Introducing the KFC One Sixth Your Intake But Half Your Fat Snack Box
April 28th 2008 01:20
KFC knew what it was doing when it started marketing the Snack Box for high school kids.
Teenagers often stop eating home-cooked meals and turn to a life of snacking on whatever is closest as they scoot from school to friends’ houses to part-time jobs. Friendly nutritional advice such as this seems hilarious when compared to the crap that 17-year-old boys actually eat:
“Eating meals and snacking away from home puts the responsibility for good food choices right in adolescents' hands. Snacks should be low in both fat and added sugar. Some healthful snack ideas include fresh fruit, sliced vegetables with low-fat dip, low-fat yoghurt, low-fat cheese, peanut butter and crackers, baked chips, granola bars, and crackers.”
KFC knows exactly how many skaters, surfies and footy players, not to mention emos and nerds, want sliced vegetables with low-fat dip, and how many want 11 Secret Herbs and Spices.

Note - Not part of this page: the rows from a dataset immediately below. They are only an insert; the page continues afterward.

PR #10220, opened 2017-04-17
Experiment: test: Disable fsync in travis tests

laanwj:
Install the package "eatmydata" which disables fsync and friends, and use this while running the functional tests.

Not sure whether it applies to travis, but at least locally on a VM this made some of the tests run three times as fast.

### DIFF
--- a/.travis.yml
+++ b/.travis.yml
@@ -24,15 +24,15 @@ env:
 # ARM
     - HOST=arm-linux-gnueabihf PACKAGES="g++-arm-linux-gnueabihf" DEP_OPTS="NO_QT=1" CHECK_DOC=1 GOAL="install" BITCOIN_CONFIG="--enable-glibc-back-compat --enable-reduce-exports"
 # Win32
-    - HOST=i686-w64-mingw32 DPKG_ADD_ARCH="i386" DEP_OPTS="NO_QT=1" PACKAGES="python3 nsis g++-mingw-w64-i686 wine1.6 bc eatmydata" RUN_TESTS=true GOAL="install" BITCOIN_CONFIG="--enable-reduce-exports"
+    - HOST=i686-w64-mingw32 DPKG_ADD_ARCH="i386" DEP_OPTS="NO_QT=1" PACKAGES="python3 nsis g++-mingw-w64-i686 wine1.6 bc" RUN_TESTS=true GOAL="install" BITCOIN_CONFIG="--enable-reduce-exports"
 # 32-bit + dash
-    - HOST=i686-pc-linux-gnu DPKG_ADD_ARCH="i386" PACKAGES="g++-multilib bc python3-zmq eatmydata:i386" DEP_OPTS="NO_QT=1" RUN_TESTS=true GOAL="install" BITCOIN_CONFIG="--enable-zmq --enable-glibc-back-compat --enable-reduce-exports LDFLAGS=-static-libstdc++" USE_SHELL="/bin/dash"
+    - HOST=i686-pc-linux-gnu DPKG_ADD_ARCH="i386" PACKAGES="g++-multilib bc python3-zmq eatmydata:i386" DEP_OPTS="NO_QT=1" RUN_TESTS=true GOAL="install" BITCOIN_CONFIG="--enable-zmq --enable-glibc-back-compat --enable-reduce-exports LDFLAGS=\"-static-libstdc++ -L/usr/lib/libeatmydata -leatmydata\"" USE_SHELL="/bin/dash" LD_LIBRARY_PATH="/usr/lib/libeatmydata"
 # Win64
     - HOST=x86_64-w64-mingw32 DPKG_ADD_ARCH="i386" DEP_OPTS="NO_QT=1" PACKAGES="python3 nsis g++-mingw-w64-x86-64 wine1.6 bc" RUN_TESTS=true GOAL="install" BITCOIN_CONFIG="--enable-reduce-exports"
 # bitcoind
-    - HOST=x86_64-unknown-linux-gnu PACKAGES="bc python3-zmq eatmydata" DEP_OPTS="NO_QT=1 NO_UPNP=1 DEBUG=1" RUN_TESTS=true GOAL="install" BITCOIN_CONFIG="--enable-zmq --enable-glibc-back-compat --enable-reduce-exports CPPFLAGS=-DDEBUG_LOCKORDER"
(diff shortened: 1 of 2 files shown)


.travis.yml
```diff
@@ -24,15 +24,15 @@ env:
...
 # Win64
     - HOST=x86_64-w64-mingw32 DPKG_ADD_ARCH="i386" DEP_OPTS="NO_QT=1" PACKAGES="python3 nsis g++-mingw-w64-x86-64 wine1.6 bc" RUN_TESTS=true GOAL="install" BITCOIN_CONFIG="--enable-reduce-exports"
 # bitcoind
-    - HOST=x86_64-unknown-linux-gnu PACKAGES="bc python3-zmq" DEP_OPTS="NO_QT=1 NO_UPNP=1 DEBUG=1" RUN_TESTS=true GOAL="install" BITCOIN_CONFIG="--enable-zmq --enable-glibc-back-compat --enable-reduce-exports CPPFLAGS=-DDEBUG_LOCKORDER"
+    - HOST=x86_64-unknown-linux-gnu PACKAGES="bc python3-zmq eatmydata" DEP_OPTS="NO_QT=1 NO_UPNP=1 DEBUG=1" RUN_TESTS=true GOAL="install" BITCOIN_CONFIG="--enable-zmq --enable-glibc-back-compat --enable-reduce-exports CPPFLAGS=-DDEBUG_LOCKORDER"
 # No wallet
-    - HOST=x86_64-unknown-linux-gnu PACKAGES="python3 xvfb" DEP_OPTS="NO_WALLET=1" RUN_TESTS=true GOAL="install" BITCOIN_CONFIG="--enable-glibc-back-compat --enable-reduce-exports"
+    - HOST=x86_64-unknown-linux-gnu PACKAGES="python3 xvfb eatmydata" DEP_OPTS="NO_WALLET=1" RUN_TESTS=true GOAL="install" BITCOIN_CONFIG="--enable-glibc-back-compat --enable-reduce-exports"
```
MarcoFalke: functional tests are disabled for windows and no_wallet, so I don't think we need this here.

MarcoFalke:
Concept ACK:

```
*** BEFORE ***
ALL                            | ✓ Passed  | 2648 s (accumulated) 
Runtime: 713 s

*** AFTER ***
ALL                            | ✓ Passed  | 1290 s (accumulated) 
Runtime: 337 s
```

As we ignore the return code of `fsync` in our code, this should not add additional debug hassle in case the fsync fails to write everything to disk (maybe due to hardware issues)?

.travis.yml
laanwj: My intent was to add it for all the lines that have `RUN_TESTS=true`

laanwj:
> As we ignore the return code of fsync in our code, this should not add additional debug hassle in case the fsync fails to write everything to disk (maybe due to hardware issues)?

I don't think so. 

It does remind me that we could use the same technique (library interposing) to inject failures for testing to test how bitcoind handles i/o failures.

laanwj:
Argh, it fails on 32-bit linux:
```
ERROR: ld.so: object '/usr/lib/libeatmydata/libeatmydata.so' from LD_PRELOAD cannot be preloaded (wrong ELF class: ELFCLASS64): ignored.
```

laanwj:
I can't get it to work on 32-bit: not with 32-bit and not with 64-bit `eatmydata`.

The problem, I think, is that python runs as 64-bit, and bitcoind as 32-bit. So with the 64-bit `eatmydata` it fails on `bitcoind`, with the 32-bit one it fails on `python`.

Not sure what would be a good way to fix this. I suppose a hack that sets the environment variable BITCOIND so that *only* bitcoind is started through `eatmydata` (and not the outer script) could work.

laanwj:
Hm another idea, instead of using the wrapper/interposer, which seems to be tricky on mixed architctures, couldn't we just link bitcoind against `libeatmydata.so` directly?
On Ubuntu 16.04 `libeatmydata1` is a separate package that can be installed, this isn't the case on trusty/14.04.

16.04:
```
$ dpkg -L libeatmydata1
...
/usr/lib/x86_64-linux-gnu/libeatmydata.so.1.1.2
/usr/lib/x86_64-linux-gnu/libeatmydata.so.1
/usr/lib/x86_64-linux-gnu/libeatmydata.so
```

14.04:
```
$ dpkg -L eatmydata
...
/usr/lib/libeatmydata/libeatmydata.so
```

laanwj:
With the wrapper most works, but it still fails in `p2p-versionbits-warning.py`, as this makes bitcoind invoke another process which apparently is 64 bit:
```
p2p-versionbits-warning.py failed, Duration: 8 s
stdout:
2017-04-17 17:09:13.351000 TestFramework (INFO): Initializing test directory /tmp/testmahvm5qh/275
2017-04-17 17:09:13.609000 TestFramework.mininode (INFO): Connecting to Bitcoin Node: 127.0.0.1:13200
2017-04-17 17:09:19.543000 TestFramework (INFO): Stopping nodes
2017-04-17 17:09:21.665000 TestFramework (INFO): Cleaning up
2017-04-17 17:09:21.666000 TestFramework (INFO): Tests successful
stderr:
ERROR: ld.so: object '/usr/lib/libeatmydata/libeatmydata.so' from LD_PRELOAD cannot be preloaded (wrong ELF class: ELFCLASS32): ignored.
ERROR: ld.so: object '/usr/lib/libeatmydata/libeatmydata.so' from LD_PRELOAD cannot be preloaded (wrong ELF class: ELFCLASS32): ignored.
```
Sigh...

jnewbery:
> this makes bitcoind invoke another process

The only process I can think of that `p2p-versionbits-warning.py` specifically would invoke is echo:

```
        self.extra_args = [["-alertnotify=echo %s >> \"" + self.alert_filename + "\""]]
```

This causes bitcoind to launch a thread to run echo when it detects blocks signalling unknown versionbits.

laanwj:
> Hm another idea, instead of using the wrapper/interposer, which seems to be tricky on mixed architctures, couldn't we just link bitcoind against libeatmydata.so directly?

I've tried this locally with some success, but not entirely sure how to port it to travis. Trying...

laanwj:
Oh wow that worked.

But seems @MarcoFalke 's comparison was mistaken and this doesn't actually make a difference so closing...

MarcoFalke:
@laanwj Sorry for my confirmation bias. On a first glance those numbers seemed perfectly plausible.

laanwj:
Yes it would have been plausible; apparently Travis isn't using qemu/kvm or has already configured their VMs to not pass through fsync.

OK, so they’re going to snack on the Snack Box. What’s wrong with that?
According to “The New Food Pyramid and Child Nutrition,” by Vincent Iannelli, M.D.,:
“…your daily calorie requirements… can range from the 1000 calorie level of a two year old toddler to the 3200 calorie level of a very active eighteen year old teenage boy.”
So, in a way, it’s good that KFC is pitching the Snack Box at teenage boys. Not only are they the ones too lazy to cook a chicken breast if it miraculously sprang into their hand and the pan sprang onto the miraculously lighted stove, but they seem to have the highest calorie requirement.
More room for error!
Still, not room enough.
The Snack Box contains a piece of chicken plus chips. If I check the nutrition page at kfc.co.uk, I find that one piece of “Original recipe chicken” contains 267 Kcals.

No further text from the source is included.